Rechtbank Midden-Nederland, 21-01-2021, ECLI:NL:RBMNE:2021:210, UTR 19/969

Rechtbank Midden-Nederland, 21-01-2021, ECLI:NL:RBMNE:2021:210, UTR 19/969

Gegevens

Instantie
Rechtbank Midden-Nederland
Datum uitspraak
21 januari 2021
Datum publicatie
8 maart 2021
ECLI
ECLI:NL:RBMNE:2021:210
Formele relaties
Zaaknummer
UTR 19/969

Inhoudsindicatie

Opbrengstlimiet legesverordening. Eiseres bouwt in Muiden aan een groot nieuwbouwproject. Zij heeft een legesaanslag ontvangen voor een deelproject. Eiseres voert aan dat de legesverordening voor 2018 onverbindend verklaard moet worden, omdat de opbrengstlimiet wordt overschreden. De rechtbank beoordeelt eerst ambtshalve wat het aangepaste legespercentage uit een vaststellingsovereenkomst betekent voor het procesbelang en het relativiteitsvereiste. Vervolgens beoordeelt de rechtbank de kostendekkendheid van de legesverordening aan de hand van de uitgangspunten uit jurisprudentie van de Hoge Raad. De rechtbank oordeelt dat de gemeente de gemiddelde bouwkosten per woning voor het nieuwbouwproject in 2018 in redelijkheid niet op €150.000 heeft kunnen schatten, aangezien de gemiddelde bouwkosten in 2017 ongeveer €180.000 waren. De gronden van eiseres over de overige (deel)posten van de legesverordening slagen niet. Na een correctie van de ramingen in verband met de gemiddelde bouwkosten is sprake van een geringe overschrijding op de post Omgevingsvergunningen, maar op het niveau van de hele legesverordening heeft dit geen overschrijding tot gevolg. De opbrengstlimiet is dus niet overschreden en de legesverordening is niet onverbindend.

Uitspraak

RECHTBANK MIDDEN-NEDERLAND

Zittingsplaats Utrecht

Bestuursrecht

zaaknummer: UTR 19/969

[eiseres] , te [woonplaats] , eiseres

(gemachtigden: mr. E.M. van Bommel en mr. K.L. Markerink),

en

de heffingsambtenaar van de gemeente Gooise Meren , verweerder

(gemachtigde: mr. R.P.M.M. Mols).

Inleiding

1. Eiseres bouwt in [plaats] het nieuwbouwproject De Krijgsman , dat bestaat uit 1300 woningen en 28.380 m2 aan voorzieningen. Voor de verschillende deelprojecten vraagt eiseres omgevingsvergunningen aan bij de gemeente.

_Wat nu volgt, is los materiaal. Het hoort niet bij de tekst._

PR #1769, opened 2024-01-17
[WIP] Proposal to switch to 'conventional' spec syntax

andyw8:
View with whitespace changes ignored: https://github.com/Shopify/tapioca/compare/andyw8/avoid-class-for-specs?w=1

2. Op 22 september 2018 heeft de heffingsambtenaar aan eiseres een legesaanslag ter hoogte van € 124.224,23 opgelegd. Daarbij is een legespercentage van 2,75% van de bouwkosten en aanlegkosten gehanteerd. Dat percentage is gebaseerd op een vaststellingsovereenkomst tussen de gemeente en de eigenaar van de grond.

3. In een uitspraak op bezwaar van 14 januari 2019 heeft de heffingsambtenaar het bezwaar van eiseres ongegrond verklaard. Eiseres is in beroep gegaan tegen die uitspraak op bezwaar.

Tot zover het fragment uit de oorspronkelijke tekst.